> TRY IT: Search the data for the string "LogicStandardizer" and gather each line it is in.

Stored dataset items:
______

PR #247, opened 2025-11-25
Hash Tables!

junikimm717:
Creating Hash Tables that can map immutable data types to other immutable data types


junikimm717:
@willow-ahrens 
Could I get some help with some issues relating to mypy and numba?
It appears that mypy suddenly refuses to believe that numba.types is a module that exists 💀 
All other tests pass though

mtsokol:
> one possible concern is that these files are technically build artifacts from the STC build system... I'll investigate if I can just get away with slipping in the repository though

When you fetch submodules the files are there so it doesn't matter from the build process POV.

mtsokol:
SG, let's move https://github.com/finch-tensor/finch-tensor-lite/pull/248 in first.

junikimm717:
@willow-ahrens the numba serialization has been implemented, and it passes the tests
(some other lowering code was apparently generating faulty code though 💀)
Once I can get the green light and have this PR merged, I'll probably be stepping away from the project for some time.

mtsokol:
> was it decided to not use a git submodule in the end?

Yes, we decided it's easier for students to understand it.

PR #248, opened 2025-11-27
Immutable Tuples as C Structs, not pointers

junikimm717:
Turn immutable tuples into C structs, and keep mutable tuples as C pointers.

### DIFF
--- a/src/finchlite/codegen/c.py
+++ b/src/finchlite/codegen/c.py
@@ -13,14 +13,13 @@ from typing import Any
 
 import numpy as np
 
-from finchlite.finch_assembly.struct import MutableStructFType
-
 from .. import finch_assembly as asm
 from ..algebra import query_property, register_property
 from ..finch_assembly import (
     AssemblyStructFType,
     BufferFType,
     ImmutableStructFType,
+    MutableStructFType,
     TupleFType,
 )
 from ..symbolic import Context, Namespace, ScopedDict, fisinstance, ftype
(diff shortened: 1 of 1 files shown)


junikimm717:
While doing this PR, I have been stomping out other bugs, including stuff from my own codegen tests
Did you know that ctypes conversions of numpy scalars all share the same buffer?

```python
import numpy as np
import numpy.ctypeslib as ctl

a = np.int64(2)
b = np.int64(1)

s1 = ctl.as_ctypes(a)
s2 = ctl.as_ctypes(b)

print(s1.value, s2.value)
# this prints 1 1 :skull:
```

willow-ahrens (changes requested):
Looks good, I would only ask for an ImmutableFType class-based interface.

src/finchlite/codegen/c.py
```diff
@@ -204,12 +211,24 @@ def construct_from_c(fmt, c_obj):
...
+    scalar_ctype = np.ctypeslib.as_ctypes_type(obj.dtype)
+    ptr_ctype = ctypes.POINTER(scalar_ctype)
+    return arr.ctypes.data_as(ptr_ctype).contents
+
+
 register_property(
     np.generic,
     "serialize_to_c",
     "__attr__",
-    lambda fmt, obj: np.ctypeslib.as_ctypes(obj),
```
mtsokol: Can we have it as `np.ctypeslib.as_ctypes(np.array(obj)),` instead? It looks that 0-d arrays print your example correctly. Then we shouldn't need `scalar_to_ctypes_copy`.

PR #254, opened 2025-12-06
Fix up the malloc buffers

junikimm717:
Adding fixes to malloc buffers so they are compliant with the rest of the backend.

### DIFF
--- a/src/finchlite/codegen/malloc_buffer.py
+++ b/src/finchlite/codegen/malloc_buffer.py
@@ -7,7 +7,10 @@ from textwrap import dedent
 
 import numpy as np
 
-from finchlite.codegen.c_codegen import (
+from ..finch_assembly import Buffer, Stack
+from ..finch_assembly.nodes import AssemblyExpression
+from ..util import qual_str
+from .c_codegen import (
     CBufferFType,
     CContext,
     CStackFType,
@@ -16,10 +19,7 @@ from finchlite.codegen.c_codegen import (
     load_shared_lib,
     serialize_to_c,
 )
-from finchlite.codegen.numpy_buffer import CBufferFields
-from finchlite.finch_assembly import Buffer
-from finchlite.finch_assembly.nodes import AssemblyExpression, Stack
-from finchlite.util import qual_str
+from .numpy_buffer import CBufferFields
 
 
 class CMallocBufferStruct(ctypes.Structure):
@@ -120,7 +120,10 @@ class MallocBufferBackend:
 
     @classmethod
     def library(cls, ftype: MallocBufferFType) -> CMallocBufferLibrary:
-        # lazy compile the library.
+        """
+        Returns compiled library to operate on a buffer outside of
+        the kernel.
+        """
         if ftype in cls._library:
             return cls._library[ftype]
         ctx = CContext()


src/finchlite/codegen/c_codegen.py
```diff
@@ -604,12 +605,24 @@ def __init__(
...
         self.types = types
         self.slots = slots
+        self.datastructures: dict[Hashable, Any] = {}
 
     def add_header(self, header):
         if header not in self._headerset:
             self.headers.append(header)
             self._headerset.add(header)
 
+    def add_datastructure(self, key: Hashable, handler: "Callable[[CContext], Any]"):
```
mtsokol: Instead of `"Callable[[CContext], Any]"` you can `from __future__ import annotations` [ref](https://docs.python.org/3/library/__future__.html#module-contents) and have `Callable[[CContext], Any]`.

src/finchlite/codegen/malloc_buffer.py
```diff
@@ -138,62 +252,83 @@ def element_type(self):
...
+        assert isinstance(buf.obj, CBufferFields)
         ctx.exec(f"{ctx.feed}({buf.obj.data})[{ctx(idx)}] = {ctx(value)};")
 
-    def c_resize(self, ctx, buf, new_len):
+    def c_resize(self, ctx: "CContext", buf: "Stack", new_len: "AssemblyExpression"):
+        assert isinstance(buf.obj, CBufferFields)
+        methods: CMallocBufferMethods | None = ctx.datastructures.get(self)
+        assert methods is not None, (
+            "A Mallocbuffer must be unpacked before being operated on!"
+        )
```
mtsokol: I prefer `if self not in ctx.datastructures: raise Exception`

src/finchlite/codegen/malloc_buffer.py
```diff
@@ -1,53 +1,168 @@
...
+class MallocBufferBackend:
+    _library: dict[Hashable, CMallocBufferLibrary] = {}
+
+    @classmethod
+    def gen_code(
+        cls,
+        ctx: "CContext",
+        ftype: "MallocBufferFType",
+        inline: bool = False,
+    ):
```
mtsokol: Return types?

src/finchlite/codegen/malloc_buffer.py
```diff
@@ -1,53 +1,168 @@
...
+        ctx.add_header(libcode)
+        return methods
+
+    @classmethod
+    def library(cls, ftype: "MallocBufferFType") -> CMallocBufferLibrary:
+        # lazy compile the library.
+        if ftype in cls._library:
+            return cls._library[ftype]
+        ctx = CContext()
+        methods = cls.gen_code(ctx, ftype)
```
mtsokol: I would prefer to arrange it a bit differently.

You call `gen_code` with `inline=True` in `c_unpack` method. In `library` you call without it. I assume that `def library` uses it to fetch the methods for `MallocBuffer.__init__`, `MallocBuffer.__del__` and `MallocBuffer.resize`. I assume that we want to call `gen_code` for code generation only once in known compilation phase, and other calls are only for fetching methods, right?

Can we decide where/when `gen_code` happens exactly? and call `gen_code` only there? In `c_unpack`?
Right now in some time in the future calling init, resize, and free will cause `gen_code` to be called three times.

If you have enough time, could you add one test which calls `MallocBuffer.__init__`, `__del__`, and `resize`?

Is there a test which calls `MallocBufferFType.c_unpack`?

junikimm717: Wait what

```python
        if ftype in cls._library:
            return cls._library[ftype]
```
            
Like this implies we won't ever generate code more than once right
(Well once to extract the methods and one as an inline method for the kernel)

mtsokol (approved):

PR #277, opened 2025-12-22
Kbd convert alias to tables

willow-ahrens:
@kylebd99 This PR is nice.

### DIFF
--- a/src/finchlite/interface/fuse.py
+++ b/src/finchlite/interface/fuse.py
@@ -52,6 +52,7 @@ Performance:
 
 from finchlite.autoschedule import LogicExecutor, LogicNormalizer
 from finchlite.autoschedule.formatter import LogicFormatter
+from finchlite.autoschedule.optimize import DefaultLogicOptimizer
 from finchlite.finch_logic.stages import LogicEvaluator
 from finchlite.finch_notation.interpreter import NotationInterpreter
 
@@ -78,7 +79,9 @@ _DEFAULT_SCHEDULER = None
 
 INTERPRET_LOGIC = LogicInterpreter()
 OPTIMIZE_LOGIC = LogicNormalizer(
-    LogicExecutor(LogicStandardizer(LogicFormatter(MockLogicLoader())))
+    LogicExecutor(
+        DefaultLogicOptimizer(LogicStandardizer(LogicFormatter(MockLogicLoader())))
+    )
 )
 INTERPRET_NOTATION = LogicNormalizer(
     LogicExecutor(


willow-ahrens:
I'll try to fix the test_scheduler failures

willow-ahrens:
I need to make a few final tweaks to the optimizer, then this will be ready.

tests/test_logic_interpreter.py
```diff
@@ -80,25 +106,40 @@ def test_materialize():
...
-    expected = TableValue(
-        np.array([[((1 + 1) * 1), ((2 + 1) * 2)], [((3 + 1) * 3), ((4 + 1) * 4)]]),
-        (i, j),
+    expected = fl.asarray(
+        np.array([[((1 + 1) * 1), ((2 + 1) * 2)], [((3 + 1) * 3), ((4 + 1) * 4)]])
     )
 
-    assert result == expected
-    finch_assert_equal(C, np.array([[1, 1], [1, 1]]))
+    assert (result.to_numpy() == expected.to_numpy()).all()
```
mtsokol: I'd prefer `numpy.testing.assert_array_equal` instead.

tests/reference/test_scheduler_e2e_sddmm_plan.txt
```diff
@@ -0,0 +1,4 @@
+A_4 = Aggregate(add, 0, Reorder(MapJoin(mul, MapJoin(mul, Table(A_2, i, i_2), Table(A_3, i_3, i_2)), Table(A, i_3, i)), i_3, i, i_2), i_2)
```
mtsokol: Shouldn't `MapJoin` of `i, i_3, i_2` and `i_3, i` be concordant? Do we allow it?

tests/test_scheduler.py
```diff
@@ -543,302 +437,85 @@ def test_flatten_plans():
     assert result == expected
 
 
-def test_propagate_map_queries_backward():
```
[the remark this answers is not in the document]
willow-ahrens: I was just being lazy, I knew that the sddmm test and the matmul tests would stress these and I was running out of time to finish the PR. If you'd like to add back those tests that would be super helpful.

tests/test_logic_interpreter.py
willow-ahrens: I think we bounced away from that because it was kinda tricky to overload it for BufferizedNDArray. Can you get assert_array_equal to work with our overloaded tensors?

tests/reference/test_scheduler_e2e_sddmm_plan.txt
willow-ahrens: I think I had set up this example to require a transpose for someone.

______

> ANSWER SECTION:
-    LogicExecutor(LogicStandardizer(LogicFormatter(MockLogicLoader())))
+        DefaultLogicOptimizer(LogicStandardizer(LogicFormatter(MockLogicLoader())))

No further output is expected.